Exercise instructions> Write out, word for word, every line in the data below from the one containing "--- a/net/minecraft/data/TagsProvider.java" to the one containing "(diff shortened: 1 of 5 files shown)", both of them included.
*** Opening Dataset ***
PR #7545, opened 2020-12-11
Add generated resource tracking to ExistingFileHelper

tterrag1098:
Improve the interoperability of data generators by making `ExistingFileHelper` act as a central cache of all generated resources.

Data providers must now call a new method `trackGenerated` whenever a file *will* be generated in the future. Thus this method acts like a promise to generate the specific file later, which is reflected in the documentation.

Also added is a bit of convenience to avoid repetition of magic strings in `IResourceType`/`ResourceType`, which are just holders for a resource pack type (client resources / server data), a suffix (extension) and prefix. This encapsulates the three parameters that are passed to the current version of `exists` and avoids repeating them throughout the code since the same values must now be passed to `trackGenerated`

Finally this removes the hack in `ModelProvider` of using a special delegating `ExistingFileHelper` that refers to internal state, which was always quite awkward as an API since you needed to pass that instance to your item model provider (see https://github.com/MinecraftForge/MinecraftForge/commit/a57a240c134e5fc7294d4fdae3b283b5660598fd). This new system means that any generated data will be globally tracked and known about from any other data provider.

### DIFF
--- a/patches/minecraft/net/minecraft/data/TagsProvider.java.patch
+++ b/patches/minecraft/net/minecraft/data/TagsProvider.java.patch
@@ -1,11 +1,12 @@
 --- a/net/minecraft/data/TagsProvider.java
 +++ b/net/minecraft/data/TagsProvider.java
-@@ -28,10 +28,18 @@
+@@ -28,10 +28,20 @@
     protected final DataGenerator field_200433_a;
     protected final Registry<T> field_200435_c;
     protected final Map<ResourceLocation, ITag.Builder> field_200434_b = Maps.newLinkedHashMap();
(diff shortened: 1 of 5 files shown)


marchermans (approved):
This looks good.
Would it be possible for you to supply an example of how to use this properly in a gist or here in the PR, so that the Forge CookBook/Wiki can be updated and so that it can be used as an example in discord?

tterrag1098:
There's really not much to "use" for the average modder, this should just be a drop-in fix for the problem. The only time you need to interact with ExistingFileHelper directly is when making a custom data provider, which is pretty rarely done.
*** Closing Dataset ***
Output of the exercise>
 --- a/net/minecraft/data/TagsProvider.java
 +++ b/net/minecraft/data/TagsProvider.java
-@@ -28,10 +28,18 @@
+@@ -28,10 +28,20 @@
     protected final DataGenerator field_200433_a;
     protected final Registry<T> field_200435_c;
     protected final Map<ResourceLocation, ITag.Builder> field_200434_b = Maps.newLinkedHashMap();
(diff shortened: 1 of 5 files shown)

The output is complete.